Business Law
From starting your own business to ensuring corporate responsibility, making sure that you have the right legal advice is crucial. At Byrd & Byrd, many of our attorneys have run businesses, earned their M.B.A., or are trained in understanding business law. This gives us the personal experience and expertise to be able to help you handle the legal side of business while you focus on growing and handling your own business.
For a quick response to your questions regarding Business Law, contact us at 301.464.7448.
Table of Contents
Business Formation | Bylaws | Choice of Entity | Membership/Partnership Agreements | Non-Profit 501(c)(3)
Business Formation
Starting your own business is both an incredibly exciting and terrible daunting time in your life. It is a serious risk that can result in great success – when done correctly, legally, and with the right counsel. When you are starting your own business, it is important to ensure that you are completely within your legal rights and restraints at all times.
Here at Byrd & Byrd we can help you determine your Choice of Entity, whether it be a Corporation, Limited Liability Company (LLC), or a Partnership orSole Proprietorship. Furthermore, we can develop Bylaws which layout how your business will be run and by which predetermined rules. Finally, we can provide you with membership and partnership agreements for your business’ customers and contacts.
Bylaws
In any relationship, you cannot go into it without having discussed the important issues first. For example, it is important to discuss where you will be operating, how members or shareholders will be added, and how many, and the list goes on. In order for a business to be successful, some ground rules, or bylaws, must be agreed upon beforehand. There will be a number of issues addressed within your company’s bylaws, such as identifying information (name, address, etc.); procedures for shareholders and stocks; procedures for amending the bylaws; and much more.
For a quick response to your questions regarding bylaws, contact us at 301.464.7448.
Choice of Entity
There are many different types of entities for which your desired business may be eligible. When making this decision, you must evaluate the conditions of your desired business. These considerations include the size and cost of the entity; tort and tax liability; regulatory requirements as determined by state government as well as local municipality; and protection of your intellectual property, services, and products as wekk as tax considerations. There are three main types of entities: corporations, limited liability companies (LLCs), and partnerships/sole proprietorships.

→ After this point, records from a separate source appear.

PR #482, opened 2025-10-10
increase the maximum size of the manifest file

aleixpol:
The org.kde.Sdk manifest file is bigger (110 KiB) and this makes it not work. This change increases it to 1MiB.

### DIFF
--- a/src/manifest.py
+++ b/src/manifest.py
@@ -53,7 +53,7 @@ from .checkers import Checker, ALL_CHECKERS
 
 MAIN_SRC_PROP = "is-main-source"
 IMPORTANT_SRC_PROP = "is-important"
-MAX_MANIFEST_SIZE = 1024 * 100
+MAX_MANIFEST_SIZE = 1024 * 1024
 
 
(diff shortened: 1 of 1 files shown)


bbhtt:
1 MB default is ok these days I think, this seems was set for performance concerns but I'm not sure if that's too much problem, parsing super large jsons shouldn't be a problem

Also note that you can use the CLI arg to set any manifest size you want.

bbhtt (approved):

bbhtt:
Hmm looks like I was wrong, it was done to prevent changes in generated manifests like the ones generated by cargo or node generator https://github.com/flathub-infra/flatpak-external-data-checker/issues/111

But using the size as a heuristic for that seems off.

bbhtt:
Seems like it shouldn't be a problem since https://github.com/flathub-infra/flatpak-external-data-checker/commit/c52d5e01ce2f790b83d864bb5fff6b9c595e5110, none of those large generated manifests generate x-checker data for them, other than pip generator, but that's intentional.

PR #483, opened 2025-10-10
tests: Switch to ftpmirror.gnu.org

bbhtt:


bbhtt:
Looks like coveralis is gone now.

Corporations are created under state laws with as separate legal entities with expressed rights and liabilities that are separate from its members. They often consist of a board of directors or shareholders who are responsible for filing annual reports to the state. When creating a corporation, you must file Articles of Incorporation, obtain an Employer ID Number (EIN), designate, create and meet as a Board of Directors and Shareholders.
Limited Liability Companies (LLCs) are often considered advantageous for a small to medium-sized business. Starting out requires filing the proper Articles of Organization with the state, obtaining an EIN and signing an Operating Agreement. As it states in the name, there is limited liability protection for the owners, called members. Advantages of an LLC over a traditional corporation include the no requirement for frequent corporate meetings. As with any business, there are necessary periodic filings with the state in order to keep the LLC status active.
Partnership/Sole Proprietorship occurs when there is one or two people running the entire business. Start-up fees are much lower and there is no annual compliance. All business-related assets become subject to the owner’s personal liabilities and visa versa. Although simpler to establish and operate, this is the least desirable form of business entity if liability is of concern.
Membership/Partnership Agreements
These are the agreements between your business partners. A successful business venture is often one where the entrepreneurs take the time before going into business to write up an agreement detailing how the business will be run, who will be responsible for what business activities, and how disputes will be resolved. A good business law attorney can help you anticipate what issues may arise, before they arise, and help you draft an agreement that will allow you to concentrate on growing your business.
For a quick response to your questions regarding membership or partnership agreements, contact us at 301.464.7448.
Non-Profit 501(c)(3)
These are different from businesses in that they are tax-exempt, nonprofit associations, meaning they are exempt from federal or state taxes, income taxes or state sales or use tax. The number 501(c ) refers to the statute in the Internal Revenue Code (I.R.C.) that establishes their tax status. Such organizations can be religious, educational, charitable, literary, or scientific in nature. They can also include amateur sports leagues, the arts, and specific issue awareness.
In the state of Maryland, there is an organization that promotes the creation and cooperation of nonprofit organizations within the state. Maryland Nonprofits provides services, awareness, and information regarding creating your own nonprofit and networking with other similar associations in the state.